Am Nachmittag zur Muntration ein Kinobesuch (übrigens „Die Kundschafter des Friedens“ war ganz wunderbar!). An der Kasse sage ich, dass ich gerne eine Karte ganz hinten in der Mitte hätte. Die Kassendame teilt mir mit, dass nichts Mittiges mehr da ist. Ich versuche an ihrem Topsecret-Schirm zu sehen, was sie damit meint und das gefällt ihr nun gar nicht und sagt sehr laut „Ich habe doch gesagt, dass es nicht in der Mitte ist – NICHT IN DER MITTE! (Orkanstärke)“. Ich wollte doch nur sehen, ob ich womöglich hinter einer Säule oder sonst wo landen würde. Schon leicht vorgeschädigt von dem Rewe-Einkauf sage ich „Ja, das ist wohl der Berliner Charme nehme ich an“. Sie schaut mich ganz finster an grinst böse und sagt „Ja so iss´ es“.

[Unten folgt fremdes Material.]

PR #18345, opened 2026-02-06
refactor FAKE transfer backend and remove --disaggregation-decode-enable-fake-auto parameter

Estrella-xx:
## Motivation

When the --disaggregation-decode-enable-fake-auto parameter is enabled, the fake transfer backend is used. Therefore, the fake transfer backend is refactored so that a specific fake transfer backend can be explicitly specified, enabling requests to be sent directly to the decode stage.

previous discussion #17811

## Modifications

1.Add the FakeKVManager class.
2.Remove the --disaggregation-decode-enable-fake-auto parameter and replace it with the --disaggregation-transfer-backend parameter to enable this functionality. When the value of --disaggregation-transfer-backend is set to fake, requests can be sent directly to the decode stage.

## Accuracy Tests
1.NPU
```
MODEL_PATH=/home/weights/Qwen3-32B/
python3 -m sglang.launch_server --model-path ${MODEL_PATH} \
--tp 2 \
--dp-size 2 \
--trust-remote-code \
--device npu \
--disaggregation-mode decode \
--attention-backend ascend \
--disaggregation-transfer-backend fake \
--load-balance-method follow_bootstrap_room \
--mem-fraction-static 0.8 \
--base-gpu-id 12 \
--host 127.0.0.1 \
--port 8008 \
```
```
curl http://localhost:8008/generate \
  -H "Content-Type: application/json" \
  -d '{
    "text": "The capital of France is",
    "sampling_params": {
      "temperature": 0,
      "max_new_tokens": 128
    }
  }' 
```
image

2.GPU
```
MODEL_PATH=/home/weight/Qwen3-32B/
python3 -m sglang.launch_server --model-path ${MODEL_PATH} \
--tp 2 \
--dp-size 2 \
--trust-remote-code \
--disaggregation-mode decode \
--attention-backend fa3 \
--piecewise-cuda-graph-max-tokens 4096 \
--chunked-prefill-size 8192 \
--disaggregation-transfer-backend fake \
--load-balance-method follow_bootstrap_room \
--mem-fraction-static 0.8 \
--base-gpu-id 4 \
--host 127.0.0.1 \
--port 8001 \
```
```
curl http://localhost:8001/generate \
  -H "Content-Type: application/json" \
  -d '{
    "text": "The capital of France is",
    "sampling_params": {
      "temperature": 0,
      "max_new_tokens": 128
    }
  }' 
```
image

## Checklist

[...]

PR #19215, opened 2026-02-24
[PD-Disagg] Support `FAKE` transfer backend for more cases

hnyls2002:
Prev #18345 refactor the `--disaggregation-decode-enable-fake-auto` into `FAKE` transfer backend. But the former implementation only works when dp attention and `follow_bootstrap_room` are enabled.

This PR enables more cases.


ShangmingCai (approved):
LGTM

PR #19225, opened 2026-02-24
[diffusion] Support stable-diffusion-3-medium-diffusers with sglang backend

gxlvera:
## Overview
This PR supports 

1. stable-diffusion-3-medium
2. stable-diffusion-3.5-medium
3. stable-diffusion-3.5-large

as sglang-native (using sglang as backend instead of diffusers).

Note: 
1. this PR hasn't supported TP
2. it doesn't use sglang USPAttention so not yet supported SP.

Run with cli:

An solchen Tagen fällt mir meine Liebe zu Berlin etwas schwer muss ich zugeben.

2 Gedanken zu „Berlin – manchmal ist es nicht so einfach..

  1. Anne Herter

    Oh Cecilia, wieder mal kann ich dich ausgsprochen gut verstehen. Mein Mann (der, welcher immer alles besser weiß!!) sagte mir zwar man soll nicht vergleichen…..manchmal muss man aber einfach, um den Unterschied festzustellen!
    Komme mit dem Zug aus Aachen auf dem Stuttgarter Hauptbahnhof an, der ja im „Moment“ umgebaut wird. Ein Chaos und Geschiebe, Hektik,unfreundliche Gesichter. Am Automat wo man Karten für die U-Bahn lösen kann, suche ich kurz (wirklich gaaaanz kurz) in meiner Tasche nach dem Geldbeutel. Neben mir ein Business Mann in Anzug und Krawatte sagt auf Schwäbisch “ ha noi, gehts au no langsamer. Rentner die hen oifach zu viel Zeit „. Er drängt mich zur Seite und löst seine Fahrkarte. Ich sage nur: „Willkommen in Stuttgart“ . Ein bisschen Freundlichkeit, ein wenig Humor – wie viel netter wäre das.
    Du siehst die Schwaben sind auch nicht besser….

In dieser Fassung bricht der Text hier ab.